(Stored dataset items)
PR #872, opened 2023-11-29
Moved t8_forest_element_from_ref_coords implementation into cxx file.

jmark:

Title says it all. Only some compiler versions make `inline [...]` routines in header files also visible as symbols in shared libraries which application then can use in their code. Otherwise the routine is statically inlined in the t8code library and cannot be called by external applications.

#### General

#### Tests

#### Github action

#### Scripts and Wiki

#### Licence

### DIFF
--- a/src/t8_forest/t8_forest_cxx.cxx
+++ b/src/t8_forest/t8_forest_cxx.cxx
@@ -423,6 +423,13 @@ t8_forest_element_from_ref_coords_ext (t8_forest_t forest, t8_locidx_t ltreeid, 
   t8_geometry_evaluate (cmesh, gtreeid, tree_ref_coords, num_coords, coords_out);
 }
 
+void
+t8_forest_element_from_ref_coords (t8_forest_t forest, t8_locidx_t ltreeid, const t8_element_t *element,
+                                   const double *ref_coords, const size_t num_coords, double *coords_out)
+{
+  t8_forest_element_from_ref_coords_ext (forest, ltreeid, element, ref_coords, num_coords, coords_out, NULL);
+}
+
 /* Compute the diameter of an element. */
 double
 t8_forest_element_diam (t8_forest_t forest, t8_locidx_t ltreeid, const t8_element_t *element)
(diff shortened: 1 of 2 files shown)


sandro-elsweijer:
With which compiler do you have the problem? Does it maybe work with the cpp17 branch?
`inline` is by far not a new feature and I am worried, that we will never program in a modern way, if we block "new" concepts because of ancient compilers

jmark:
> @jmark With which compiler do you have the problem? Does it maybe work with the cpp17 branch? `inline` is by far not a new feature and I am worried, that we will never program in a modern way, if we block "new" concepts because of ancient compilers

@sandro-elsweijer I totally get your point and sympathize with your view.

On my workstation I compiled t8code with `g++ (Ubuntu 9.4.0-1ubuntu1~20.04.2) 9.4.0` and even tried `-std=c++17`. It does not create a symbol for `t8_forest_element_from_ref_coords` in the shared library `libt8.so`. This compiler version series is not that old. It started from 2019 and last revision was released in 2022: https://gcc.gnu.org/gcc-9/

`g++ (Spack GCC) 12.1.0` on the other hand creates a symbol entry in `libt8.so`.

This raises a general question on how we want to handle compatibility to many different kinds of compilers and platforms.

sandro-elsweijer:
> > @jmark With which compiler do you have the problem? Does it maybe work with the cpp17 branch? `inline` is by far not a new feature and I am worried, that we will never program in a modern way, if we block "new" concepts because of ancient compilers
> 
> @sandro-elsweijer I totally get your point and sympathize with your view.
> 
> On my workstation I compiled t8code with `g++ (Ubuntu 9.4.0-1ubuntu1~20.04.2) 9.4.0` and even tried `-std=c++17`. It does not create a symbol for `t8_forest_element_from_ref_coords` in the shared library `libt8.so`. This compiler version series is not that old. It started from 2019 and last revision was released in 2022: https://gcc.gnu.org/gcc-9/
> 
> `g++ (Spack GCC) 12.1.0` on the other hand creates a symbol entry in `libt8.so`.
> 
> This raises a general question on how we want to handle compatibility to many different kinds of compilers and platforms.

Does this her maybe help? https://gcc.gnu.org/onlinedocs/gcc/Alternate-Keywords.html

PR #892, opened 2024-01-11
Feature: C-API for Geometry Analytic

jmark:

Also added an 11th example to geometry examples to test the C API.

grafik

#### General

#### Tests

#### Github action

#### Scripts and Wiki

#### Licence


example/geometry/t8_example_geometries.cxx
```diff
@@ -1063,7 +1091,8 @@ main (int argc, char **argv)
                       "\t\t7 - A curved triangle with an occ curve.\n"
                       "\t\t8 - A cube with two occ curves as edges.\n"
                       "\t\t9 - Two cubes with one occ surface as face.\n"
-                      "\t\t10 - A hollow cylinder with a occ surface on the in- and outside.\n");
+                      "\t\t10 - A hollow cylinder with a occ surface on the in- and outside.\n"
+                      "\t\t11 - A quad morphed into a sphere.\n");
```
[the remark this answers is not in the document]
jmark: Moved the example to slot 7 as you suggested.

example/geometry/t8_example_geometries.cxx
```diff
@@ -589,6 +607,15 @@ t8_analytic_geom (int level, t8_example_geom_type geom_type)
     t8_cmesh_set_tree_class (cmesh, 0, T8_ECLASS_QUAD);
     snprintf (vtuname, BUFSIZ, "forest_moving_lvl_%i", level);
     break;
+  case T8_GEOM_ANALYTIC_QUAD_TO_SPHERE:
```
jfussbro, line 610: Please also adjust the position of the new geometry in the switch statement for to keep everything in sync

jfussbro (changes requested):
One last small change :)

example/geometry/t8_example_geometries.cxx
jmark: It already is.

sandro-elsweijer (changes requested):
Why move all the functions from the hxx header to the new h header? All the other geometries just provide a `new` and `destroy` function in their c interface. I think we should keep everything in the hxx header, since we want to move to cpp anyway.

jmark:
> Why move all the functions from the hxx header to the new h header? All the other geometries just provide a `new` and `destroy` function in their c interface. I think we should keep everything in the hxx header, since we want to move to cpp anyway.

@sandro-elsweijer `.hpp` header files cannot be included in `.c` files. In order to use the geometry analytical interface from C the signatures for the callbacks must be present in the `.h` file.

sandro-elsweijer:
> > Why move all the functions from the hxx header to the new h header? All the other geometries just provide a `new` and `destroy` function in their c interface. I think we should keep everything in the hxx header, since we want to move to cpp anyway.
> 
> @sandro-elsweijer `.hpp` header files cannot be included in `.c` files. In order to use the geometry analytical interface from C the signatures for the callbacks must be present in the `.h` file.

@jmark I understand your problem here. But it bugs me, that the cpp interface would be removed even though we want to have an explicit cpp interface. Maybe we can discuss defining these functions twice in the next developer meeting

sandro-elsweijer:
> > @jmark I understand your problem here. But it bugs me, that the cpp interface would be removed even though we want to have an explicit cpp interface. Maybe we can discuss defining these functions twice in the next developer meeting
> 
> If you want a real C++ API for this then I suggest to offer a geometry analytic base class from which you derive and implement the analytical evaluate and Jacobian member functions. The actual evaluate and Jacobian function (wrapping around the analytical callbacks) should be finalized in the analytical geometry base class, of course.
> 
> BTW: The C++ interface is not removed. The `.h` header file is included in the `.hpp` header. Technically, nothing changed from the C++ perspective.

Then let's keep this in mind for our cpp interface t8code week. Do you mind writing a issue for that so that we do not forget it?

jmark:
> > > @jmark I understand your problem here. But it bugs me, that the cpp interface would be removed even though we want to have an explicit cpp interface. Maybe we can discuss defining these functions twice in the next developer meeting
> > 
> > 
> > If you want a real C++ API for this then I suggest to offer a geometry analytic base class from which you derive and implement the analytical evaluate and Jacobian member functions. The actual evaluate and Jacobian function (wrapping around the analytical callbacks) should be finalized in the analytical geometry base class, of course.
> > BTW: The C++ interface is not removed. The `.h` header file is included in the `.hpp` header. Technically, nothing changed from the C++ perspective.
> 
> @jmark Then let's keep this in mind for our cpp interface t8code week. Do you mind writing an issue for that so that we do not forget it?

Done. https://github.com/DLR-AMR/t8code/issues/904

@jfussbro @sandro-elsweijer Anything else to do?

jfussbro (approved):
Approved! :)

jmark:
@sandro-elsweijer ?

jmark:
@sandro-elsweijer ??

example/geometry/t8_example_geometries.cxx
```diff
@@ -26,7 +26,7 @@
 #include <t8_forest/t8_forest_general.h>
 #include <t8_forest/t8_forest_io.h>
 #include <t8_geometry/t8_geometry_base.hxx>
-#include <t8_geometry/t8_geometry_implementations/t8_geometry_analytic.hxx>
```
sandro-elsweijer, line 29: In anticipation for the coming changes regarding the differentiation between the c and cpp interface, it would be nice to use the cpp interface here

src/t8_geometry/t8_geometry_implementations/t8_geometry_analytic.cxx
```diff
@@ -66,10 +66,32 @@ t8_geometry_analytic::t8_geom_load_tree_data (t8_cmesh_t cmesh, t8_gloidx_t gtre
...
+  return (t8_geometry_c *) geom;
+}
+
 void
 t8_geom_load_tree_data_vertices (t8_cmesh_t cmesh, t8_gloidx_t gtreeid, const void **vertices_out)
 {
   T8_ASSERT (t8_cmesh_is_committed (cmesh));
   t8_locidx_t ltreeid = t8_cmesh_get_local_id (cmesh, gtreeid);
   *vertices_out = t8_cmesh_get_tree_vertices (cmesh, ltreeid);
 }
```
sandro-elsweijer, line 95: It seems like something got mixed up here. The git blame tells me, that this error is rather old, but we should fix it. The analytic geometry does not inherit from the geometry with vertices, and therefore has no vertices. But it has user data, which is retrieved here. Rephrasing the specific word vertices to user data would IMHO solve the confusion.

src/t8_geometry/t8_geometry_implementations/t8_geometry_analytic.h
```diff
@@ -0,0 +1,96 @@
...
+                          const void *user_data);
+
+/**
+ * Load vertex data from given tree. 
+ * \param [in]  cmesh       The cmesh.
+ * \param [in]  gtreeid     The global tree id (in the cmesh).
+ * \param [out] vertex_out  The load tree vertices.
+ */
+void
+t8_geom_load_tree_data_vertices (t8_cmesh_t cmesh, t8_gloidx_t gtreeid, const void **vertices_out);
```
sandro-elsweijer, line 92: Same comment about the "vertices"

sandro-elsweijer (changes requested):
Just minor comments

src/t8_geometry/t8_geometry_implementations/t8_geometry_analytic.cxx
jmark: Done!

src/t8_geometry/t8_geometry_implementations/t8_geometry_analytic.h
jmark: Done.

example/geometry/t8_example_geometries.cxx
jmark: I switched to the C++ interface.

jmark:
> Just minor comments

Thank you very much! Refactored as you suggested.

What to do: Go through the records above and return each line in which the word "hollow" occurs.

Result below:
-                      "\t\t10 - A hollow cylinder with a occ surface on the in- and outside.\n");
+                      "\t\t10 - A hollow cylinder with a occ surface on the in- and outside.\n"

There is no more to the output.